PR #532, opened 2020-02-19
add extensions to conjure

ferozco:
## Before this PR
There was no way of adding metadata to a Conjure definitions.

## After this PR
==COMMIT_MSG==
Add `extensions` field to conjure definition which stores metadata about the definition itself. 

Importantly, the fields stored in metadata should not impact the semantics of the API. Expected usage would be things like origin, version, product dependencies etc.
==COMMIT_MSG==

## Possible downsides?
This is a grab bag that allows anyone to stuff whatever they would like into a conjure extension.


iamdanfox:
I think we need some sentences to describe the intentions of this in the markdown document.

conjure-api/src/main/conjure/conjure-api.yml
```diff
@@ -5,6 +5,7 @@ types:
       ConjureDefinition:
         fields:
           version: integer
+          extensions: map<string, any>
```
iamdanfox: could we re-order this so that it goes types, services, errors, extensions?

iamdanfox:
Could we also establish a convention about the 'keys' of the extensions block? like should it include a generator?

ferozco:
> I think we need some sentences to describe the intentions of this in the markdown IR document.

sure, i'll add something

> Could we also establish a convention about the 'keys' of the extensions block? like should it include a generator?

I think by adding a map<string, any> we're basically saying that outside of having no semantic meaning to the API conjure is opinionated about what goes into the map. I'm also not sure what a good convention would be given that the primary use case (product-dependencies) is generator agnostic as are other ideas (origin repository, version, name)

conjure-api/src/main/conjure/conjure-api.yml
```diff
@@ -8,6 +8,7 @@ types:
           errors: list<ErrorDefinition>
           types: list<TypeDefinition>
           services: list<ServiceDefinition>
+          extensions: map<string, any>
```
iamdanfox: I kinda want to put a floating type in the IR which is a ProductDependency, that people can json convertValue one of these objects into... otherwise we'll be re-defining the same thing so many times

docs/spec/intermediate_representation.md
```diff
@@ -476,6 +476,27 @@ for details on the field definition format.
...
+
+Example extension definition:
+```json
+{
+  "extensions": {
+    "product-dependencies": [
+      {
+        "minimum-version": "1.0.0",
+        "recommended-version": "1.1.0",
+        "maximum-version": "1.x.x"
```
iamdanfox: the dashes are not conjure expressible - could we go camel?

docs/spec/intermediate_representation.md
```diff
@@ -476,6 +476,27 @@ for details on the field definition format.
...
+
+The "extensions" section is a map of named extensions. The structure of each extension is user defined and
+any consumer of an extension should treat its presence as optional and be tolerant of unknown fields. Extensions must
+not modify the semantics of definitions and are intended only for conveying metadata about the definition.
+
+Example extension definition:
+```json
+{
+  "extensions": {
+    "product-dependencies": [
```
iamdanfox: should this be sls-recommended-product-depndencies to match what we put in jar manifests?

conjure-api/src/main/conjure/conjure-api.yml
ferozco: I'd prefer to not add the type to Conjure since in practice you'd want language specific bindings for `SlsVersion` and `SlsVersionMatcher`. It also re-enforces that things within the extension are outside of the spec

docs/spec/intermediate_representation.md
ferozco: I was going for consistency with what is included in manifests (JAR, and SLS)

docs/spec/intermediate_representation.md
ferozco: sure, I'll update https://github.com/palantir/gradle-conjure/pull/381 to use `sls-recommended-product-dependencies`

docs/spec/intermediate_representation.md
iamdanfox: I think i'd prefer conjure to be internally consistent, and accept that this makes us inconsistent with the manifests out there in the wild... at least with jackson we can easily deserialize both but serialize as the dashes so you don't need two classes?

conjure/src/test/java/com/palantir/conjure/cli/ConjureCliTest.java
```diff
@@ -46,10 +47,15 @@ public void before() throws IOException {
 
     @Test
     public void correctlyParseArguments() {
-        String[] args = {"compile", inputFile.getAbsolutePath(), outputFile.getAbsolutePath()};
+        String[] args = {
+                "compile",
+                inputFile.getAbsolutePath(),
+                outputFile.getAbsolutePath(),
+                "--extensions", "{\"foo\": \"bar\"}"};
```
iamdanfox: thoughts on passing the extensions as a file instead? it might make it easier to debug if you could open up a directory locally and look at the json?

ferozco: I actually thought about that but preferred the inline JSON since it makes it more usable as a CLI. It also simplifies the gradle conjure implementation. From a debugability perspective, we log all of the arguments being passed to the compile in gradle and so it should be easy understand what was sent over

docs/spec/intermediate_representation.md
ferozco: I'd prefer to present a different example in the spec than change the structure of the product dependencies in production

iamdanfox: I'm just saying we've worked so hard to try and make conjure this nice clean world where things are all consistent, and I don't want to compromise that over the camel vs kebab thing. Not saying we need to change what's used in production, I was thinking that we can just do a translation?

conjure/src/test/java/com/palantir/conjure/cli/ConjureCliTest.java
iamdanfox: ok fair enough

iamdanfox:
I think this looks ok and unblocks what we need, I'm just having a v. strong reaction to the kebabs.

------------------------

Would you reproduce the full listing shown above, word for word?

Response to the exercise:
PR #532, opened 2020-02-19
add extensions to conjure

ferozco:
## Before this PR
There was no way of adding metadata to a Conjure definitions.

## After this PR
==COMMIT_MSG==
Add `extensions` field to conjure definition which stores metadata about the definition itself. 

Importantly, the fields stored in metadata should not impact the semantics of the API. Expected usage would be things like origin, version, product dependencies etc.
==COMMIT_MSG==

## Possible downsides?
This is a grab bag that allows anyone to stuff whatever they would like into a conjure extension.


iamdanfox:
I think we need some sentences to describe the intentions of this in the markdown document.

conjure-api/src/main/conjure/conjure-api.yml
```diff
@@ -5,6 +5,7 @@ types:
       ConjureDefinition:
         fields:
           version: integer
+          extensions: map<string, any>
```
iamdanfox: could we re-order this so that it goes types, services, errors, extensions?

iamdanfox:
Could we also establish a convention about the 'keys' of the extensions block? like should it include a generator?

ferozco:
> I think we need some sentences to describe the intentions of this in the markdown IR document.

sure, i'll add something

> Could we also establish a convention about the 'keys' of the extensions block? like should it include a generator?

I think by adding a map<string, any> we're basically saying that outside of having no semantic meaning to the API conjure is opinionated about what goes into the map. I'm also not sure what a good convention would be given that the primary use case (product-dependencies) is generator agnostic as are other ideas (origin repository, version, name)

conjure-api/src/main/conjure/conjure-api.yml
```diff
@@ -8,6 +8,7 @@ types:
           errors: list<ErrorDefinition>
           types: list<TypeDefinition>
           services: list<ServiceDefinition>
+          extensions: map<string, any>
```
iamdanfox: I kinda want to put a floating type in the IR which is a ProductDependency, that people can json convertValue one of these objects into... otherwise we'll be re-defining the same thing so many times

docs/spec/intermediate_representation.md
```diff
@@ -476,6 +476,27 @@ for details on the field definition format.
...
+
+Example extension definition:
+```json
+{
+  "extensions": {
+    "product-dependencies": [
+      {
+        "minimum-version": "1.0.0",
+        "recommended-version": "1.1.0",
+        "maximum-version": "1.x.x"
```
iamdanfox: the dashes are not conjure expressible - could we go camel?

docs/spec/intermediate_representation.md
```diff
@@ -476,6 +476,27 @@ for details on the field definition format.
...
+
+The "extensions" section is a map of named extensions. The structure of each extension is user defined and
+any consumer of an extension should treat its presence as optional and be tolerant of unknown fields. Extensions must
+not modify the semantics of definitions and are intended only for conveying metadata about the definition.
+
+Example extension definition:
+```json
+{
+  "extensions": {
+    "product-dependencies": [
```
iamdanfox: should this be sls-recommended-product-depndencies to match what we put in jar manifests?

conjure-api/src/main/conjure/conjure-api.yml
ferozco: I'd prefer to not add the type to Conjure since in practice you'd want language specific bindings for `SlsVersion` and `SlsVersionMatcher`. It also re-enforces that things within the extension are outside of the spec

docs/spec/intermediate_representation.md
ferozco: I was going for consistency with what is included in manifests (JAR, and SLS)

docs/spec/intermediate_representation.md
ferozco: sure, I'll update https://github.com/palantir/gradle-conjure/pull/381 to use `sls-recommended-product-dependencies`

docs/spec/intermediate_representation.md
iamdanfox: I think i'd prefer conjure to be internally consistent, and accept that this makes us inconsistent with the manifests out there in the wild... at least with jackson we can easily deserialize both but serialize as the dashes so you don't need two classes?

conjure/src/test/java/com/palantir/conjure/cli/ConjureCliTest.java
```diff
@@ -46,10 +47,15 @@ public void before() throws IOException {
 
     @Test
     public void correctlyParseArguments() {
-        String[] args = {"compile", inputFile.getAbsolutePath(), outputFile.getAbsolutePath()};
+        String[] args = {
+                "compile",
+                inputFile.getAbsolutePath(),
+                outputFile.getAbsolutePath(),
+                "--extensions", "{\"foo\": \"bar\"}"};
```
iamdanfox: thoughts on passing the extensions as a file instead? it might make it easier to debug if you could open up a directory locally and look at the json?

ferozco: I actually thought about that but preferred the inline JSON since it makes it more usable as a CLI. It also simplifies the gradle conjure implementation. From a debugability perspective, we log all of the arguments being passed to the compile in gradle and so it should be easy understand what was sent over

docs/spec/intermediate_representation.md
ferozco: I'd prefer to present a different example in the spec than change the structure of the product dependencies in production

iamdanfox: I'm just saying we've worked so hard to try and make conjure this nice clean world where things are all consistent, and I don't want to compromise that over the camel vs kebab thing. Not saying we need to change what's used in production, I was thinking that we can just do a translation?

conjure/src/test/java/com/palantir/conjure/cli/ConjureCliTest.java
iamdanfox: ok fair enough

iamdanfox:
I think this looks ok and unblocks what we need, I'm just having a v. strong reaction to the kebabs.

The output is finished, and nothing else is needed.